Il y a 10 jours, les fans de la volatilité se frottaient les mains. La Réserve fédérale américaine venait de signaler son intention de relever les taux d’intérêts plus tôt que prévu. Dans le même temps, le comité relevait ses prévisions sur l’inflation. Un ensemble de décision initialement interprété comme «hawkish» par les marchés et donc annonciateur de séances de marché enfin beaucoup plus animées. 

Las! Le calme plat est très vite revenu. L’indice VIX, indicateur de volatilité du marché américain, est revenu à un niveau très proche du plus bas des douze derniers mois tandis que les principaux indices boursiers américains battent régulièrement de nouveaux records. Pour le Nasdaq, c’est même la 17e fois depuis le début de l’année que l’indice atteint un plus haut historique en clôture.
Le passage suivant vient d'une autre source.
PR #1301, opened 2020-11-12
Adjust and refactor allowing labels to work for kubernetes labels metrics

lilic:
During performance testing of the v2.0 release, I noticed the new filtering mechanism for labels always goes through all resources even in cases when flag is disabled, this introduces a performance regression. The use cases we have currently to filter labels are for Kubernetes resource labels metrics e.g. kube_pod_labels metrics, and in the future for annotation metrics. We heavily control other labels in metrics and make sure it does always contain a set list of labels and that set list is bound cardinality and does not contain any sensitive information. There are other ways of not exposing metrics, for example with the metric allow and deny list flags in kube-state-metrics as well as with resource allow list flag, as well as with Prometheus own mechanisms of metric relabeling.

In short, this PR introduces a flag called `--labels-metric-allow-list` which allows Kubernetes labels to be added to the specific resource labels metrics. By default all labels metrics will only have name of resource and namespace in them and all other labels are denied. This flag does not affect any other metrics and thus does not degrade performance. This same pattern and functions can be used for annotation metrics in the future.
Example:
`--labels-metric-allow-list=pods=["app","app.kubernetes.io/component"] `
will produce a metric the following:
```
kube_pod_labels{pod="my-pod-name", label_app="myfancy-label", label_app_kubernetes_io_component="myotherfancylabel"namespace="pod-namespace"}
```

Note PR is WIP, I run this idea already with @brancz and also proposed this in the various issues and PRs. I am looking for actual implementation feedback now.


docs/cli-arguments.md
```diff
@@ -25,34 +25,34 @@ spec:
...
-      --version                          kube-state-metrics build version information
-      --vmodule moduleSpec               comma-separated list of pattern=N settings for file-filtered logging
+      --add_dir_header                    If true, adds the file directory to the header of the log messages
+      --alsologtostderr                   log to standard error as well as files
+      --apiserver string                  The URL of the apiserver to use as a master
+      --enable-gzip-encoding              Gzip responses when requested by clients via 'Accept-Encoding: gzip' header.
+  -h, --help                              Print Help text
+      --host string                       Host to expose metrics on. (default "0.0.0.0")
+      --kubeconfig string                 Absolute path to the kubeconfig file
+      --labels-metric-allow-list string   By default all labels metric will only have resource name and namespace labels, to allow more labels pass in a list of resource names in their plural form and Kubernetes labels you would like to allow, =namespaces=[k8s-label1,k8s-labeln...],pods[app]...
```
lilic, line 35: Its hard to explain the `labels-metric-allow-list` flag due to the nature of the metric labels and k8s labels, if anyone has a more clear naming, open to suggestions! I have a similar idea for annotations where it would be --annotations-metric-allow-list and you pass the resource and annotations to allow.

internal/store/endpoint_test.go
```diff
@@ -93,8 +168,11 @@ func TestEndpointStore(t *testing.T) {
 		},
 	}
 	for i, c := range cases {
-		c.Func = generator.ComposeMetricGenFuncs(endpointMetricFamilies)
-		c.Headers = generator.ExtractMetricFamilyHeaders(endpointMetricFamilies)
+		allowLabels := []string{
```
lilic, line 171: Diff is strange here, so best expand, essentially this adds a Labels test, with labels we allow for the kube_endpoint_labels metric.

internal/store/mutatingwebhookconfiguration.go
```diff
@@ -31,7 +31,6 @@ import (
 )
 
 var (
-	descMutatingWebhookConfigurationHelp          = "Kubernetes labels converted to Prometheus labels."
```
lilic, line 34: We did not have this and a few other labels, but since we now filter out labels by default if users want we can add them for this and other resources like ConfigMaps for example.

lilic:
Note that I will adjust the unit tests and some other nits I noticed myself after initial thoughts for or against the approach. :)

docs/cli-arguments.md
dgrisonnet, line 35:
```suggestion
      --labels-metric-allow-list string   By default all labels metric will only have resource name and namespace labels, to allow more labels pass in a list of resource names in their plural form and Kubernetes labels you would like to allow, =namespaces=[k8s-label1,k8s-labeln...],pods=[app]...
```

internal/store/mutatingwebhookconfiguration.go
dgrisonnet: Agreed :+1:, it would prevent this feature from being half-baked.

internal/store/persistentvolumeclaim.go
```diff
@@ -34,15 +34,19 @@ var (
...
 		*generator.NewFamilyGenerator(
 			descPersistentVolumeClaimLabelsName,
 			descPersistentVolumeClaimLabelsHelp,
 			metric.Gauge,
 			"",
 			wrapPersistentVolumeClaimFunc(func(p *v1.PersistentVolumeClaim) *metric.Family {
-				labelKeys, labelValues := kubeLabelsToPrometheusLabels(p.Labels)
+				var labelKeys, labelValues []string
+				allowedKubeLabels := filterKubeLabes(p.Labels, allowLabelsList)
+				labelKeys, labelValues = kubeLabelsToPrometheusLabels(allowedKubeLabels)
```
dgrisonnet, line 49:
```suggestion
				labelKeys, labelValues = createLabelKeysValues(p.Labels, allowLabelsList)
```

internal/store/secret.go
```diff
@@ -74,7 +76,9 @@ var (
 			metric.Gauge,
 			"",
 			wrapSecretFunc(func(s *v1.Secret) *metric.Family {
-				labelKeys, labelValues := kubeLabelsToPrometheusLabels(s.Labels)
+				var labelKeys, labelValues []string
+				allowedKubeLabels := filterKubeLabes(s.Labels, allowLabelsList)
+				labelKeys, labelValues = kubeLabelsToPrometheusLabels(allowedKubeLabels)
```
dgrisonnet, line 81:
```suggestion
				labelKeys, labelValues = createLabelKeysValues(s.Labels, allowLabelsList)
```

internal/store/service.go
```diff
@@ -88,9 +90,10 @@ var (
 			metric.Gauge,
 			"",
 			wrapSvcFunc(func(s *v1.Service) *metric.Family {
-				labelKeys, labelValues := kubeLabelsToPrometheusLabels(s.Labels)
+				var labelKeys, labelValues []string
+				allowedKubeLabels := filterKubeLabes(s.Labels, allowLabelsList)
+				labelKeys, labelValues = kubeLabelsToPrometheusLabels(allowedKubeLabels)
```
dgrisonnet, line 95:
```suggestion
				labelKeys, labelValues = createLabelKeysValues(s.Labels, allowLabelsList)
```

internal/store/statefulset.go
```diff
@@ -170,7 +172,9 @@ var (
 			metric.Gauge,
 			"",
 			wrapStatefulSetFunc(func(s *v1.StatefulSet) *metric.Family {
-				labelKeys, labelValues := kubeLabelsToPrometheusLabels(s.Labels)
+				var labelKeys, labelValues []string
+				allowedKubeLabels := filterKubeLabes(s.Labels, allowLabelsList)
+				labelKeys, labelValues = kubeLabelsToPrometheusLabels(allowedKubeLabels)
```
dgrisonnet, line 177:
```suggestion
				labelKeys, labelValues = createLabelKeysValues(s.Labels, allowLabelsList)
```

pkg/options/options.go
```diff
@@ -97,7 +97,7 @@ func (o *Options) AddFlags() {
 	o.flags.StringVar(&o.Namespace, "pod-namespace", "", "Name of the namespace of the pod specified by --pod. "+autoshardingNotice)
 	o.flags.BoolVarP(&o.Version, "version", "", false, "kube-state-metrics build version information")
 	o.flags.BoolVar(&o.EnableGZIPEncoding, "enable-gzip-encoding", false, "Gzip responses when requested by clients via 'Accept-Encoding: gzip' header.")
-	o.flags.Var(&o.LabelsAllowList, "labels-allow-list", "list of metric names and labels you would like to allow, metric_name=[label1,labeln...],metric_name[]...")
+	o.flags.Var(&o.LabelsAllowList, "labels-metric-allow-list", "By default all labels metric will only have resource name and namespace labels, to allow more labels pass in a list of resource names in their plural form and Kubernetes labels you would like to allow, =namespaces=[k8s-label1,k8s-labeln...],pods[app]...")
```
dgrisonnet, line 100:
```suggestion
	o.flags.Var(&o.LabelsAllowList, "labels-metric-allow-list", "By default all labels metric will only have resource name and namespace labels, to allow more labels pass in a list of resource names in their plural form and Kubernetes labels you would like to allow, =namespaces=[k8s-label1,k8s-labeln...],pods=[app]...")
```

dgrisonnet (commented):
I might have missed it, but are you planning to set the sane defaults in another PR?

lilic:
> I might have missed it, but are you planning to set the sane defaults in another PR?


Thanks for the review, what do you mean by sane defaults, defaults for?

brancz:
Strategy wise this looks like the perfect fit for the problem to me. I think we should go with this.

docs/cli-arguments.md
mrueg: I would suggest to change the order and explain first what the flag does, then its default. Maybe something like: `Allows to pass a list of additional Kubernetes label keys that will be used in the resource' labels metric. By default the metric contains only name and namespace labels. To include additional labels provide a list of resource names in their plural form and Kubernetes label keys you would like to allow for them`

lilic:
@brancz @dgrisonnet @jw-s please have a look, should be ready for review the details are in the description of the PR, thanks!

lilic:
Since this includes a bug fix for the labels metrics name and namespace, I changed base to release-2.0.

jw-s:
Great job! Looks good :)

internal/store/builder.go
```diff
@@ -210,115 +212,124 @@ func availableResources() []string {
 }
 
 func (b *Builder) buildConfigMapStore() cache.Store {
+	// no labels
```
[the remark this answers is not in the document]
lilic: The idea was to make reviews easier and future changes to this function so it easily shows why this call is  different to other ones that do have label metrics. I was planning on removing it but maybe rephrasing it to something like:
```
// There are no labels metrics for this resource.
```
Would that be helpful, or should I simply remove the comment?

I would not make them to TODOs as if there is no user need to add those metrics. Just because we can, doesn't mean we should if no one is interested in them. With that said if someone adds them we will accept it. Hope that makes sense?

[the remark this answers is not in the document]
dgrisonnet: I might have misunderstood, I thought you wanted to add all the remaining labels metrics for completeness purposes.

Considering your previous statement, I agree that it's not really meaningful to have them as TODOs and I am fine with removing the comments completely.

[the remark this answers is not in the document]
lilic: Sorry was not clear, it makes sense to have them, but there is nothing broken if they are not there, and as soon as we get an actual use case for it we can add each one. For completeness sake I would not be adding it if folks won't make use of them. Some things like ConfigMaps make more sense than other resources.

.golangci.yml
```diff
@@ -18,6 +18,9 @@ linters:
 linters-settings:
   goimports:
     local-prefixes: k8s.io/kube-state-metrics
+  gocyclo:
```
lilic, line 21: I will open an issue for this after the PR is merged, to refactor the podMetricFamilies function, note this function did not change, it was just a var before.

internal/store/builder.go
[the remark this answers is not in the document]
lilic: Removed, thanks :)

internal/store/builder.go
```diff
@@ -318,7 +320,8 @@ func (b *Builder) buildVolumeAttachmentStore() cache.Store {
 }
 
 func (b *Builder) buildVPAStore() cache.Store {
-	return b.buildStoreFunc(vpaMetricFamilies, &vpaautoscaling.VerticalPodAutoscaler{}, createVPAListWatchFunc(b.vpaClient))
+	// no labels
```
brancz, line 323: no labels?

pkg/options/types.go
```diff
@@ -136,59 +134,68 @@ func (n *NamespaceList) Type() string {
...
 	)
-	for tok := s.Scan(); tok != scanner.EOF; tok = s.Scan() {
-		next = s.Peek()
-		switch tok {
+	firstWordPos = 0
+
+	for i, v := range value {
+		if i+1 == len(value) {
+			// We are at the last char so set next to EOF.
+			// TODO: create our own EOF const
```
brancz, line 154: seems like this is still todo

brancz (commented):
I think this is almost ready to merge. Just a few small things.

Side note: I love the parser for the label flag, and the ability to specify labels as they are in form of the Kubernetes label, I think this is much more ergonomic.

docs/cli-arguments.md
```diff
@@ -25,34 +25,34 @@ spec:
...
-      --vmodule moduleSpec               comma-separated list of pattern=N settings for file-filtered logging
+      --add_dir_header                    If true, adds the file directory to the header of the log messages
+      --alsologtostderr                   log to standard error as well as files
+      --apiserver string                  The URL of the apiserver to use as a master
+      --enable-gzip-encoding              Gzip responses when requested by clients via 'Accept-Encoding: gzip' header.
+  -h, --help                              Print Help text
+      --host string                       Host to expose metrics on. (default "0.0.0.0")
+      --kubeconfig string                 Absolute path to the kubeconfig file
+      --labels-metric-allow-list string   Allows to pass a list of additional Kubernetes label keys that will be used in the resource' labels metric. By default the metric contains only name and namespace labels. To include additional labels provide a list of resource names in their plural form and Kubernetes label keys you would like to allow for them (Example: '=namespaces=["k8s-label-1","k8s-label-n",...],pods=["app"],...)'
```
lilic, line 35: Adjusted the help text, are we happy with flag name?
> --labels-metric-allow-list

My thinking for annotation it would be:
> --annotations-metric-label-allow-list

So might need a change here as well? 🤔  It gets confusing as its label metrics for label allow list. 🤯

mrueg: Flag name(s) sounds good to me.

I wonder if at some point, we want to consider reading arguments from a config file for all settings. I don't think we'll hit max cmdline input length, but let's assume someone is very verbose ;)
 It might also be easier to define it there in a structured way?
```
labels-metric-allow-list:
  - namespaces:
    - k8s-label1
    - k8s-label2
  - pods
    - app   
```

lilic:
Addressed all comments, let me know if I missed some, ready for another review! Thanks all!

docs/cli-arguments.md
lilic: Good point, I think if that happens we can add a flag called --labels-metric-allow-list-configfile that inputs a file, or one for both labels and annotations. Right now the parser makes certain assumptions (as it did before), I would say as we did not have a reading from a file until now I would not add it as part of this PR, but if there is something users face in the future, definitely!

brancz:
Amazing work! :100: 

/lgtm
/approve

docs/cli-arguments.md
mrueg: I agree, I was thinking  about a generic `--config` flag to do configuration for everything kube-state-metrics related.

lilic: I see, okay if that is what you need, and you have use case, please feel free to open a feature request w and we can discuss there :)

Nous sommes même en train de nous habituer à ce long fleuve tranquille des marchés américains. Cela fait même plus d’un mois que l’indice S&P 500 n’a pas connu une fluctuation supérieure à 1% dans un sens ou dans l’autre. Lors des deux derniers mois, environ 40% des séances ont vu le marché évoluer de moins de 20 points de base en termes absolus. Autre statistique digne d’intérêt, cela fait maintenant plus de 8 mois que le S&P 500 n’a pas connu de correction supérieure à 5%. Morningstar et Edward Jones ont récemment rappelé que le marché des actions américaines a historiquement enregistré une moyenne de trois corrections de plus de 5% par année.

La reprise économique est bel et bien là,
la croissance des bénéfices également.

Cette faible volatilité doit-elle être considéré comme la nouvelle norme? L’indice S&P 500 va-t-il continuer à battre de nouveaux records sans passer par des phases de correction? Rien n’est moins sûr.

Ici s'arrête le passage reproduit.